TASK GOAL: In the records that follow, the lines from the one containing "PR #3120, opened 2021-01-17" to the one containing "Tweaked settings font sizes and strings", inclusive, are to be given again exactly.

MATERIAL TO PROCESS:
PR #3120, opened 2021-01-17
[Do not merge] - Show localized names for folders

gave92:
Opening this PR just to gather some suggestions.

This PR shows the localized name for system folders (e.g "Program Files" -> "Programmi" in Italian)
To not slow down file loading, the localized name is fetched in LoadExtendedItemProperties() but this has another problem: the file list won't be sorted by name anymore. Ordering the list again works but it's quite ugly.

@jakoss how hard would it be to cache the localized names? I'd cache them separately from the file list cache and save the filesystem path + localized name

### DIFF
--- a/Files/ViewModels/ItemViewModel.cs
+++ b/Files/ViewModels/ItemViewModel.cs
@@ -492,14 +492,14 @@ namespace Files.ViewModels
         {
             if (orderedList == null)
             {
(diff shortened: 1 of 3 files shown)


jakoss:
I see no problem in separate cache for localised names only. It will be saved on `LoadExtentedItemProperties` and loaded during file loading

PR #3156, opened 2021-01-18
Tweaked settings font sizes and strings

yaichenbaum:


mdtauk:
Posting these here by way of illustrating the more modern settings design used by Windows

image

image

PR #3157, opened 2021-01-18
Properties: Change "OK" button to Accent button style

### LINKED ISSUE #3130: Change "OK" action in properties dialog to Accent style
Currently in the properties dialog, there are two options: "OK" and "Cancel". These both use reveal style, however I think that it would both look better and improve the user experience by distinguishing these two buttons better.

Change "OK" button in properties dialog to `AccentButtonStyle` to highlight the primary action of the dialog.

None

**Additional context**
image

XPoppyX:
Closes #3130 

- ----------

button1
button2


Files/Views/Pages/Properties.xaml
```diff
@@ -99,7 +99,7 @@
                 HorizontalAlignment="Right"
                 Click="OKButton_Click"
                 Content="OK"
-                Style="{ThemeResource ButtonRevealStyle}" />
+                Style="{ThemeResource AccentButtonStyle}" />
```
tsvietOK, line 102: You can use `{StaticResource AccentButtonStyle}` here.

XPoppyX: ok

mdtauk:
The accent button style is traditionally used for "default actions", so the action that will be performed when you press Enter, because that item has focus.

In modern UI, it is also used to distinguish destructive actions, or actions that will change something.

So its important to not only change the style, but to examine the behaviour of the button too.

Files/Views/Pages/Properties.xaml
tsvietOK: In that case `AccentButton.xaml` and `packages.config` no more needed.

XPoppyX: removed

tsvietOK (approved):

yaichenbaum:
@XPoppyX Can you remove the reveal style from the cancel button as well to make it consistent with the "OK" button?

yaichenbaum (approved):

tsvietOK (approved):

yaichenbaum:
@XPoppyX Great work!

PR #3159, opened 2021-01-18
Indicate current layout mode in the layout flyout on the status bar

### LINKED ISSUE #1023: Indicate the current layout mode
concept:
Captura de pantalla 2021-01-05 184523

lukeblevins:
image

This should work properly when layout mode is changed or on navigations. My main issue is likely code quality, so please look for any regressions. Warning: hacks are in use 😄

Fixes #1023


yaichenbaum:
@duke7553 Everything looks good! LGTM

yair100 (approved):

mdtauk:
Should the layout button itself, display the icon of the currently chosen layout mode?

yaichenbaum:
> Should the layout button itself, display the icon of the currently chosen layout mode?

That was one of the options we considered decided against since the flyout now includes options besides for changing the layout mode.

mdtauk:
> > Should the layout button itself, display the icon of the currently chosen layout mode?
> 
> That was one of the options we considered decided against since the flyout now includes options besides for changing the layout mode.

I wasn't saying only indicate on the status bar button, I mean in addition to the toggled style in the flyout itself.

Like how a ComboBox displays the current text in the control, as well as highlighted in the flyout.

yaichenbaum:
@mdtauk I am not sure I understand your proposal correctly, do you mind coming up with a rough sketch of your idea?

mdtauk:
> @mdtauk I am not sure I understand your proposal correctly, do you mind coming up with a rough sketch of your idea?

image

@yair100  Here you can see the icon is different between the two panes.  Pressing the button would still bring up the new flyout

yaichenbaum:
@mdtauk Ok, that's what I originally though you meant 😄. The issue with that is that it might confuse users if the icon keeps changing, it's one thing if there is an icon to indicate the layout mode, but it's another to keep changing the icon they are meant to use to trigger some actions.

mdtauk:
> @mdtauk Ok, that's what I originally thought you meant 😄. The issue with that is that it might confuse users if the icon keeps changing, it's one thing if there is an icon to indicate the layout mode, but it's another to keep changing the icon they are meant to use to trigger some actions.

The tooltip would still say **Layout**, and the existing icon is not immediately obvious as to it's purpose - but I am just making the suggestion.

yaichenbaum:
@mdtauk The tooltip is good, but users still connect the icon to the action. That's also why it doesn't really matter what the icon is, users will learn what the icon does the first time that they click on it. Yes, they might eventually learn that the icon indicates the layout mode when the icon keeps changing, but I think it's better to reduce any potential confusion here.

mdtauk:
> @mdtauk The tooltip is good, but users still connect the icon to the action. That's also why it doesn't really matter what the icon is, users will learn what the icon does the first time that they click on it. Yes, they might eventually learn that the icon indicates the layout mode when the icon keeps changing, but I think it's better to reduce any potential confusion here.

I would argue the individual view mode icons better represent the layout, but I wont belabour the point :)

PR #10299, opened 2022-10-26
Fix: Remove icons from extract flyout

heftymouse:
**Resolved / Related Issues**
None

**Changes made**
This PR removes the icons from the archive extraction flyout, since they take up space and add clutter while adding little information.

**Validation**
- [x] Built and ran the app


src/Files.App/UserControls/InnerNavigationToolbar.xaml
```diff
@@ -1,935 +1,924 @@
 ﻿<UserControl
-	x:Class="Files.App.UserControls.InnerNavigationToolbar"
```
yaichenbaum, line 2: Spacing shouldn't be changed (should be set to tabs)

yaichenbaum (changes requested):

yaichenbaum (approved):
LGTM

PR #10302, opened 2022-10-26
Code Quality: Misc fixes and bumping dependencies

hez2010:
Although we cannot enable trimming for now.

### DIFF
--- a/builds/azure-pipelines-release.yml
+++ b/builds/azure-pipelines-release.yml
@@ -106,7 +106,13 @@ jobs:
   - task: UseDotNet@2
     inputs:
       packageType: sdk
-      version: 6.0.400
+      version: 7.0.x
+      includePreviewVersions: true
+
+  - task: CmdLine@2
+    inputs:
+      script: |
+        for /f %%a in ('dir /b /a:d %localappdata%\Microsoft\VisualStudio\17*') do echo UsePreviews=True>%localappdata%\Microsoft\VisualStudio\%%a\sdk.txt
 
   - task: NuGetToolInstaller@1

==

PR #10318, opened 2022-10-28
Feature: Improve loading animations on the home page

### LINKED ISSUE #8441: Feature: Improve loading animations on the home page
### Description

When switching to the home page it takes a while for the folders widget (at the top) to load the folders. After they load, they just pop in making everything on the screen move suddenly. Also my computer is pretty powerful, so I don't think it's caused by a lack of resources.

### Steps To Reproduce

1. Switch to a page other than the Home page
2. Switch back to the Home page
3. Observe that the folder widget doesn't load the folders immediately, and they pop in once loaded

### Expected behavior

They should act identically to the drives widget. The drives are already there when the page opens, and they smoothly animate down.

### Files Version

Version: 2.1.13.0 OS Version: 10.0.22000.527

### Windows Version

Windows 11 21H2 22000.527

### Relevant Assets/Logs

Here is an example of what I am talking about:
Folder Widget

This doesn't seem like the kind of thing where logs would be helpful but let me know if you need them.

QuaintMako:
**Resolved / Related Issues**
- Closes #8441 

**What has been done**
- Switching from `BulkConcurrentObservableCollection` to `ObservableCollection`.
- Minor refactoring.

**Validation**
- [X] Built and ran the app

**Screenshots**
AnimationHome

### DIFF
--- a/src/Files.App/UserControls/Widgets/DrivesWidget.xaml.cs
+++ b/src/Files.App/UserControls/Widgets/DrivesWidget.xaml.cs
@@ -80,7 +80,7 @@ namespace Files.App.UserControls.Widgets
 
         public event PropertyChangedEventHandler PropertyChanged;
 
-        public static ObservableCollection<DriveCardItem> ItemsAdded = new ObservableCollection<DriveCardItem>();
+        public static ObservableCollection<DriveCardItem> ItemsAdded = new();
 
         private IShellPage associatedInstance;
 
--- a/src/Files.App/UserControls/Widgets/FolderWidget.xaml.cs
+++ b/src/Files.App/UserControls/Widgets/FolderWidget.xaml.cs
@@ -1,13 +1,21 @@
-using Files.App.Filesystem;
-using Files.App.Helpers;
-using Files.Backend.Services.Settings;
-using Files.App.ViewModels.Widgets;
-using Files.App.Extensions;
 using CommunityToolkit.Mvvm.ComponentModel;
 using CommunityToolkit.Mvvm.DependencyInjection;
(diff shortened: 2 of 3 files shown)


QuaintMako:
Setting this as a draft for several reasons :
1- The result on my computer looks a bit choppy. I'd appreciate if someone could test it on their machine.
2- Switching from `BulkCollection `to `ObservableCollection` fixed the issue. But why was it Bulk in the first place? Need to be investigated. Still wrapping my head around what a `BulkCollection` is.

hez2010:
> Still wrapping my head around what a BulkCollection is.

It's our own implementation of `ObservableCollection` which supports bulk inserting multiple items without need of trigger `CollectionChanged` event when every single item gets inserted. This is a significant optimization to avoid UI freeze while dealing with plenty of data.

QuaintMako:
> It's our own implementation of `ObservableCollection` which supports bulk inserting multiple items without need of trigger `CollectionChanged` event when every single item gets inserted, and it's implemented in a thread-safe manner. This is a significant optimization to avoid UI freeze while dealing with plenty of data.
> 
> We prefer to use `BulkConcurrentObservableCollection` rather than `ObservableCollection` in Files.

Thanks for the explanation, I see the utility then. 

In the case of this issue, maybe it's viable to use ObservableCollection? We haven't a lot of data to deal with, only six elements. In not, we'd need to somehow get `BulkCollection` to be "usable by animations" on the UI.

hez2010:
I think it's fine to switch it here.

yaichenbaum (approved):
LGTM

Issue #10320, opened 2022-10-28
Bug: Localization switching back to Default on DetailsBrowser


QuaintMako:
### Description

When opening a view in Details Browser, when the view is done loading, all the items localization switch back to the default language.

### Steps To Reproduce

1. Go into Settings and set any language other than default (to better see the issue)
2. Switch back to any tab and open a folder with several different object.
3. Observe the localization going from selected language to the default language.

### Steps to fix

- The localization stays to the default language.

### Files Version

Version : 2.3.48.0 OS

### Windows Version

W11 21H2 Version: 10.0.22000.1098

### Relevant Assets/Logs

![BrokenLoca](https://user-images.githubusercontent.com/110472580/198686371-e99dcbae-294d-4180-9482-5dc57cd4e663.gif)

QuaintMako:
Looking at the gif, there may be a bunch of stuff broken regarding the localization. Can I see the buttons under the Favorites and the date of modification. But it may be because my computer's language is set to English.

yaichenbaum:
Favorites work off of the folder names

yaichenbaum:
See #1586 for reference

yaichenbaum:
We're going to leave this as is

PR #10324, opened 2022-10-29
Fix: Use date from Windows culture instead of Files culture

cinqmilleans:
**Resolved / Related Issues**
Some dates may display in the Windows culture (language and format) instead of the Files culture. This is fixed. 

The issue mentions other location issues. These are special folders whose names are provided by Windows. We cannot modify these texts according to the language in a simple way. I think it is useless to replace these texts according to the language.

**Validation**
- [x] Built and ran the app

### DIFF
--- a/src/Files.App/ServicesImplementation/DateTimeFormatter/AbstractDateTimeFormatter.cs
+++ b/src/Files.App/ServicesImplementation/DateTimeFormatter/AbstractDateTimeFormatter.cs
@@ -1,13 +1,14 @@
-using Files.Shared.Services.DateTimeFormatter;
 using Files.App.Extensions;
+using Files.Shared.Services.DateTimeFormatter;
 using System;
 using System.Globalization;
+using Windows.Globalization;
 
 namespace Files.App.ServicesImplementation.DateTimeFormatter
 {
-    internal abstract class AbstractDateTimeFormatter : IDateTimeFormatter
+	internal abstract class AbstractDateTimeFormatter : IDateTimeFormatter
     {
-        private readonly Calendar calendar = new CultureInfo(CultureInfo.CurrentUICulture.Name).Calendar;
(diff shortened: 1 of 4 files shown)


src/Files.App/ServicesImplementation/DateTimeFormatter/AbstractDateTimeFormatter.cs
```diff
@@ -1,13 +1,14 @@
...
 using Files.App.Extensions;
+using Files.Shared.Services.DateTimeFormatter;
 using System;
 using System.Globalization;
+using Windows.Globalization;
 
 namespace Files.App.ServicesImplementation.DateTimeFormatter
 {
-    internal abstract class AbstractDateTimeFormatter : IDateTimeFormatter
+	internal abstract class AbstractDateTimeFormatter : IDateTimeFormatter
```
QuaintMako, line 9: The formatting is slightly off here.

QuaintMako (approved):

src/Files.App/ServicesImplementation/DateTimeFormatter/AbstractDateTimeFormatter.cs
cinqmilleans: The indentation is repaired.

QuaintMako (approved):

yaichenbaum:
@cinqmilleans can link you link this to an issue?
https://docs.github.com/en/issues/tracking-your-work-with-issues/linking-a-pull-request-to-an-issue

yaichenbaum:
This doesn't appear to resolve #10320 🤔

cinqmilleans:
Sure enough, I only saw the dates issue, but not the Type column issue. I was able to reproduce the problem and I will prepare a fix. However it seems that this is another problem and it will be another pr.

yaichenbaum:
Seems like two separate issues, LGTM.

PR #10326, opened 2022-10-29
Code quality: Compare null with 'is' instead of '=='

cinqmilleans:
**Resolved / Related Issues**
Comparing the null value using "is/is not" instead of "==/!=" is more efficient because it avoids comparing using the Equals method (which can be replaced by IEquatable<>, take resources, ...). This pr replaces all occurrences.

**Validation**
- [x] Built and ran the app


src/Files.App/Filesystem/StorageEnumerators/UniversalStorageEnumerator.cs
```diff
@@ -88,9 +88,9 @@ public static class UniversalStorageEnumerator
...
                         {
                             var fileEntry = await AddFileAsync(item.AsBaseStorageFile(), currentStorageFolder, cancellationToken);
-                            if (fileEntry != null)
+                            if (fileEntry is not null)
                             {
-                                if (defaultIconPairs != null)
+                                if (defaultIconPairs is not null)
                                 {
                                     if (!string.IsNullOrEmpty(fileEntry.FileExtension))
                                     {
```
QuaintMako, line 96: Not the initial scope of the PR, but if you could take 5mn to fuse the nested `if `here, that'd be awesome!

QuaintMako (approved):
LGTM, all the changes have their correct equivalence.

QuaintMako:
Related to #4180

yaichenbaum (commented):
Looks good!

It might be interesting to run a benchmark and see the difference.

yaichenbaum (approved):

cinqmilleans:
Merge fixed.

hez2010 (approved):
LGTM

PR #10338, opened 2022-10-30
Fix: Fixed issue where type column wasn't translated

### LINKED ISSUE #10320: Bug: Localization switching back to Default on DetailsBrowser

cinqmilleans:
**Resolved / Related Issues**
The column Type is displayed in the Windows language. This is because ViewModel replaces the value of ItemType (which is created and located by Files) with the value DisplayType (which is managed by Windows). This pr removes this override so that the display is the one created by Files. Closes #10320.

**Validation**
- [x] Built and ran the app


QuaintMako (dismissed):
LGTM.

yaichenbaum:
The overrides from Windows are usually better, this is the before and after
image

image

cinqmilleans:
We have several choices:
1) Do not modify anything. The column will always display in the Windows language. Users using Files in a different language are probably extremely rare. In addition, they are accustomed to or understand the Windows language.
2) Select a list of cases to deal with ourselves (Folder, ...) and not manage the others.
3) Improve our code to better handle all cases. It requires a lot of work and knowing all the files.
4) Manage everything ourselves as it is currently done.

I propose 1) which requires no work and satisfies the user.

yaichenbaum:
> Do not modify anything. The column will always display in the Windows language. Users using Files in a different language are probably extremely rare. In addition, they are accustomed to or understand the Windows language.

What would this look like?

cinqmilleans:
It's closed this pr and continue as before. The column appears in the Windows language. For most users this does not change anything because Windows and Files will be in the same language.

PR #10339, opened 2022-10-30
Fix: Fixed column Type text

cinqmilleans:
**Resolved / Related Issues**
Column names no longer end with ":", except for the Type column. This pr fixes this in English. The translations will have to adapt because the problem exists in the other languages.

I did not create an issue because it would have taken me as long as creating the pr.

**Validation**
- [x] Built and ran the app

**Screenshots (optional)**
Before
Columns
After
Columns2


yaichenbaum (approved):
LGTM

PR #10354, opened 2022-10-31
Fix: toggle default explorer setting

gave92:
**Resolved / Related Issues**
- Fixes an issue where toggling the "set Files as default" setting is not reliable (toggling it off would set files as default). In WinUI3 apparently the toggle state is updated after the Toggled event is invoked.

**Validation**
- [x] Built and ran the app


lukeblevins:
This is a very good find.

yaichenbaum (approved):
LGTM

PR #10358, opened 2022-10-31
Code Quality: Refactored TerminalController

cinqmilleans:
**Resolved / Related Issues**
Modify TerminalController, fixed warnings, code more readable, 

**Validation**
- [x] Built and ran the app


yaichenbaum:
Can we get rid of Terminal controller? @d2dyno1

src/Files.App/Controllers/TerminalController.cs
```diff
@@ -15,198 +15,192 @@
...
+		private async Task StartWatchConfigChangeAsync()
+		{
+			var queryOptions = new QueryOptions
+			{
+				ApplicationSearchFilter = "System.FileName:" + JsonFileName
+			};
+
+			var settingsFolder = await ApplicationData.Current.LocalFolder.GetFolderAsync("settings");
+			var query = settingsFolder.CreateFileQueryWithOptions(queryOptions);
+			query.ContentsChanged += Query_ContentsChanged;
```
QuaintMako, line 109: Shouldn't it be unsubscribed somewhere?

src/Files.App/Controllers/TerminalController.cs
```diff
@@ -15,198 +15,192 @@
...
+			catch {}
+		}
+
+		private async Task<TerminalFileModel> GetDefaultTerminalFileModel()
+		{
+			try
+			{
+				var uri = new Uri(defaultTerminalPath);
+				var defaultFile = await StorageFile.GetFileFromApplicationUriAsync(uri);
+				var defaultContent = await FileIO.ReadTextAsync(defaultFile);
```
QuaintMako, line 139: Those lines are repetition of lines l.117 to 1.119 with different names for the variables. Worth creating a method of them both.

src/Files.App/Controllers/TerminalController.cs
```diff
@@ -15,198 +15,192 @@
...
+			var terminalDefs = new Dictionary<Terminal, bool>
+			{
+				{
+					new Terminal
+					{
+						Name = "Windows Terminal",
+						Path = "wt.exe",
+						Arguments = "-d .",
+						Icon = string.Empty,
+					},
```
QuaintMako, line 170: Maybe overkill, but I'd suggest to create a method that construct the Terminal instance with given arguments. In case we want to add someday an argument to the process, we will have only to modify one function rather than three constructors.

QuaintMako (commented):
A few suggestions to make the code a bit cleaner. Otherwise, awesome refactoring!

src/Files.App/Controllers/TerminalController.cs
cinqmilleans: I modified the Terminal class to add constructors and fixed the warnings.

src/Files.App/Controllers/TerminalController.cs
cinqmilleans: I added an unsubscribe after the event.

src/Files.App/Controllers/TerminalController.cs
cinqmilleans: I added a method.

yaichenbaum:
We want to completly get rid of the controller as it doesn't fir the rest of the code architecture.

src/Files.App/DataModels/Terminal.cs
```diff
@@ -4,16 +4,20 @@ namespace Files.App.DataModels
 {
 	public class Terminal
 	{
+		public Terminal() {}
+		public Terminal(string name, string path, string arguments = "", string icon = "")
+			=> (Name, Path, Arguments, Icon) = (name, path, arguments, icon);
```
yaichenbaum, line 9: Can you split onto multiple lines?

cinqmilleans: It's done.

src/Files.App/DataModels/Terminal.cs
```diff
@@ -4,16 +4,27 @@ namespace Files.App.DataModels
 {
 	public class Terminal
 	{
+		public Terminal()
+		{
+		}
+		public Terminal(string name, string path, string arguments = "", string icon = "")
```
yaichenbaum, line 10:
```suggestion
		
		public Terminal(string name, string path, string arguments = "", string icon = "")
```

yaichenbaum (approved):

==

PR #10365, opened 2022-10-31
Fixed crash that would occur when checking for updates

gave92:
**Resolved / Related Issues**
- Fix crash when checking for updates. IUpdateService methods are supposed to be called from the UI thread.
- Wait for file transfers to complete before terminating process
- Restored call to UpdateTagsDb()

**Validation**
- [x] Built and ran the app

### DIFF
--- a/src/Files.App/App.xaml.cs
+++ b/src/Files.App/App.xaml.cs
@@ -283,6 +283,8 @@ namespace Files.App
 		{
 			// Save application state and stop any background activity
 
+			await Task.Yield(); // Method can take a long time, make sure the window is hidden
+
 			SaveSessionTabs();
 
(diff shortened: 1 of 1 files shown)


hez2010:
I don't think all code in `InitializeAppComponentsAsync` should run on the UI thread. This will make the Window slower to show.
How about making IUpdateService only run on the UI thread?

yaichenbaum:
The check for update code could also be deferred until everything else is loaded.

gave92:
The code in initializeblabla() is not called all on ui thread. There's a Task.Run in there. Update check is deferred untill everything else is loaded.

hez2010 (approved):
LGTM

ANSWER SPACE:
PR #3120, opened 2021-01-17
[Do not merge] - Show localized names for folders

gave92:
Opening this PR just to gather some suggestions.

This PR shows the localized name for system folders (e.g "Program Files" -> "Programmi" in Italian)
To not slow down file loading, the localized name is fetched in LoadExtendedItemProperties() but this has another problem: the file list won't be sorted by name anymore. Ordering the list again works but it's quite ugly.

@jakoss how hard would it be to cache the localized names? I'd cache them separately from the file list cache and save the filesystem path + localized name

### DIFF
--- a/Files/ViewModels/ItemViewModel.cs
+++ b/Files/ViewModels/ItemViewModel.cs
@@ -492,14 +492,14 @@ namespace Files.ViewModels
         {
             if (orderedList == null)
             {
(diff shortened: 1 of 3 files shown)


jakoss:
I see no problem in separate cache for localised names only. It will be saved on `LoadExtentedItemProperties` and loaded during file loading

PR #3156, opened 2021-01-18
Tweaked settings font sizes and strings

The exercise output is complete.